The comic itself was an anthology title and was published by a small collection of publishers known as Rural Home.  The specific company that published Blazing Comics was called Croydon Publishing.

The comic takes place entirely in the Pacific, and the Green Turtle exclusively fights Japanese soldiers and leaders.

Comic Book Cover For Blazing Comics #1

What’s really interesting is that all of the action takes place in Japanese held China.  The Japanese soldiers attack Chinese civilians, the entire supporting cast is Chinese, and America is never threatened or even mentioned in the comic.

Comic Book Cover For Blazing Comics #1

While the Green Turtle had no actual superpowers, he did have a cool looking jet called “The Turtle Plane”.

The man swoops in and saves the day by machine gunning a bunch of Japanese soldiers, rescuing a boy and his mother, and roasting two more soldiers with his jet engines.

Comic Book Cover For Blazing Comics #1

Holy crap!  He actually cares for the civilians and actively tries not to kill them!

So, the Green Turtle works in China, protects the Chinese people, and lives in a mountain in Tibet.
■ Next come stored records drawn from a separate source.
PR #724, opened 2025-09-03
protocols: Allow protocol usage removal include attributes

makubacki:
## Description

`remove_protocol_usage` removes all usages that match the same agent handle and controller handle. This can cause a failure in the for loop iteration because the current usage targeted for removal may have already been deleted in a previous iteration, resulting in a `NotFound` error.

- [x] Impacts functionality?
- [ ] Impacts security?
- [ ] Breaking change?
- [ ] Includes tests?
- [ ] Includes documentation?

## How This Was Tested

- Q35/SBSA boot
- Unit tests
- Verify system issue is fixed - removing USB in front page does not hang

## Integration Instructions

- N/A

### DIFF
--- a/patina_dxe_core/src/protocols.rs
+++ b/patina_dxe_core/src/protocols.rs
@@ -133,8 +133,13 @@ pub fn core_uninstall_protocol_interface(
                     | efi::OPEN_PROTOCOL_TEST_PROTOCOL)
                 != 0
             {
-                let result =
-                    PROTOCOL_DB.remove_protocol_usage(handle, protocol, usage.agent_handle, usage.controller_handle);
+                let result = PROTOCOL_DB.remove_protocol_usage(
+                    handle,
+                    protocol,
+                    usage.agent_handle,
+                    usage.controller_handle,
+                    Some(usage.attributes),
+                );
                 if result.is_err() {
                     unclosed_usages = true;
                 }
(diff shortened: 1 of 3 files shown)


patina_dxe_core/src/protocols.rs
```diff
@@ -135,8 +135,13 @@ pub fn core_uninstall_protocol_interface(
             {
                 let result =
                     PROTOCOL_DB.remove_protocol_usage(handle, protocol, usage.agent_handle, usage.controller_handle);
-                if result.is_err() {
-                    unclosed_usages = true;
+                if let Err(err) = result {
```
Javagedes: This seems more so of an indicator of a different bug - either that `add_protocol_usage` is adding a usage when it shouldn't (because it already exists with the same settings), or that `remove_protocol_usage` need an optional `attributes` to filter by.

As a secondary if the above is not true, it seems like we should instead do some type of reduction / filter of the usages so we only call `remove_protocol_usage` the correct number of times.

The third and final would just be that we should do a match

``` rust
match result {
   Ok(_) | Err(EfiError::NotFound) => {}
   _ => unclosed_usages = true;
}
```

makubacki: It's in draft while trying a few different options. I did try using attributes. That worked and is likely what I'll go with.

makubacki: Updated to add `attributes` to `remove_protocol_usage`.

PR #732, opened 2025-09-09
[REBASE & FF] dxe_core: Introduce 32 bit memory prioritization option & resolve allocator issues

### LINKED ISSUE #191: Page allocator should have option to be consistent with EDKII

### Current Behavior

The current page allocator default is to do a pure top-down allocation. This was done to avoid allocating the <1MB memory on x64 which is needed for MP support. However, this allocation scheme is different from the C code allocator which does a scope bottom-up allocation. This has exposed a number of bugs across UEFI and Windows, but before releasing it would be good to go for consistency to avoid incompatibility with 3rd party software and drivers.

### Expected Behavior

_No response_

### Steps To Reproduce

_No response_

### Build Environment

```markdown
- OS(s):
- Tool Chain(s):
- Targets Impacted:
```

### Version Information

```text

```

### Urgency

Low

Someone else needs to fix it

None

### Anything else?

_No response_

cfernald:
## Description

This pull request adds functionality for prioritize allocating 32-bit address for platforms that need to support buggy external code. This change includes a few incidental changes details below for consistency and fixes related to this functionality.

# Introduce a prioritize_32_memory option for the core & GCD

Some platforms may encounter issues using the Patina default top-down allocation strategy as it will prioritize high memory and some components may not properly handle 64 bit addresses. This could be because of fixed memory sizes or use of 32 bit variables to store addresses.

This new routine will attempt tp priorritize 32 bit memory when used. This specifically applies to top down allocations as bottom up will inherently prioritize low memory and address allocations are not applicable.

# Switch TopDown to use max address for PI spec

The PI specified allocation type for TopDown specifies a max address and not a min address for both memory and IO in section 7 as "EfiGcdAllocateMaxAddressSearchTopDown". The correct definition was used, but converted into an inverse type. This commit resolves this inconsistency and converts all top down searches to use a max instead of a min.

# Change ALLOCATE_MAX_ADDRESS to still use TopDown allocations

For consistency this commit changes MAX_ADDRESS allocations to also use TopDown but with the max address set. This ensures that low memory is reserved for when it is actually needed and prevents fragmenting memory.

Additionally, this change removed a condition in the allocate_pages_should_allocate_pages test as it incorrectly assumes MAX_ADDRESS follows a bottom up scheme.

CLOSES #191 

- [x] Impacts functionality?
- [ ] Impacts security?
- [ ] Breaking change?
- [x] Includes tests?
- [ ] Includes documentation?

## How This Was Tested

- [x] Q35 OS Boot
- [ ] SBSA OS Boot
- [ ] Intel platform OS Boot.

## Integration Instructions

N/A

### DIFF
--- a/patina_dxe_core/src/allocator.rs
+++ b/patina_dxe_core/src/allocator.rs
@@ -482,7 +482,7 @@ pub fn core_allocate_pages(
                 efi::ALLOCATE_ANY_PAGES => allocator.allocate_pages(DEFAULT_ALLOCATION_STRATEGY, pages, alignment),
                 efi::ALLOCATE_MAX_ADDRESS => {
                     let address = unsafe { memory.as_ref().expect("checked non-null is null") };
-                    allocator.allocate_pages(AllocationStrategy::BottomUp(Some(*address as usize)), pages, alignment)
+                    allocator.allocate_pages(AllocationStrategy::TopDown(Some(*address as usize)), pages, alignment)
                 }
                 efi::ALLOCATE_ADDRESS => {
                     let address = unsafe { memory.as_ref().expect("checked non-null is null") };
@@ -1453,18 +1453,6 @@ mod tests {
                 efi::Status::SUCCESS
             );
             free_pages(buffer_ptr as u64, 0x10);
-
-            //test unsuccessful allocate_max where max is less than the address that was just freed.
-            buffer_ptr = buffer_ptr.wrapping_sub(0x12 * 0x1000);
-            assert_eq!(
-                allocate_pages(
-                    efi::ALLOCATE_MAX_ADDRESS,
-                    efi::BOOT_SERVICES_DATA,
-                    0x10,
-                    core::ptr::addr_of_mut!(buffer_ptr) as *mut efi::PhysicalAddress
-                ),
-                efi::Status::NOT_FOUND
-            );
 
             //test invalid allocation type
             assert_eq!(


patina_dxe_core/src/gcd/spin_locked_gcd.rs
```diff
@@ -59,7 +59,7 @@ enum InternalError {
 pub enum AllocateType {
     // Allocate from the lowest address to the highest address or until the specify address is reached (max address).
     BottomUp(Option<usize>),
-    // Allocate from the highest address to the lowest address or until the specify address is reached (min address).
+    // Allocate from the highest address to the lowest address starting at the specified address (max address).
```
os-d: nit: Starting at the optionally specified address (max address) or top of memory.

patina_dxe_core/src/gcd/spin_locked_gcd.rs
```diff
@@ -721,6 +724,17 @@ impl GCD {
...
         ensure!(len > 0, EfiError::InvalidParameter);
 
+        // For top down requests specifically, if prioritize 32 bit memory is set, then first
+        // try with an artificial max.
+        if self.prioritize_32_bit_memory && max_address > u32::MAX as usize {
+            match self.allocate_top_down(memory_type, align_shift, len, image_handle, device_handle, u32::MAX as usize)
+            {
+                Ok(addr) => return Ok(addr),
+                Err(EfiError::NotFound) => {}
+                Err(e) => return Err(e),
```
os-d: If we hit an error here, should we bail or should we try again always? I think there should be debug_asserts in the path, for sure, to catch the errors, but for a release boot, probably should try again above 32 bits?

patina_dxe_core/src/allocator.rs
makubacki, line 1: Can you update the docs to show how a platform should use this?

patina_dxe_core/src/gcd/spin_locked_gcd.rs
```diff
@@ -717,52 +720,59 @@ impl GCD {
...
         log::trace!(target: "gcd_measure", "search");
-        let mut current = memory_blocks.last_idx();
+        let mut current = memory_blocks.get_closest_idx(&(max_address as u64));
         while let Some(idx) = current {
             let mb = memory_blocks.get_with_idx(idx).expect("idx is valid from prev_idx");
-            if mb.len() < len {
+
+            // Account for if the block is truncated by the max_address. Max address
+            // is inclusive, but end() is exclusive so subtract 1 from end.
+            let usable_len = if mb.end() - 1 > max_address { max_address - mb.start() + 1 } else { mb.len() };
```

Comic Book Cover For Blazing Comics #1

So did that mean that the Green Turtle was a Chinese superhero?

Well…did you notice that in those pages above you never saw the hero’s face?  That’s something of a common theme throughout the comic.

It’s widely believed that Hing was locked in a battle with his editor over the ethnicity of the Green Turtle.  In all likelihood, Hing wanted to make him Chinese but his editor was resistant due to the infamous “Yellow Peril” that produced many of the offensive stereotypes that permeate our culture.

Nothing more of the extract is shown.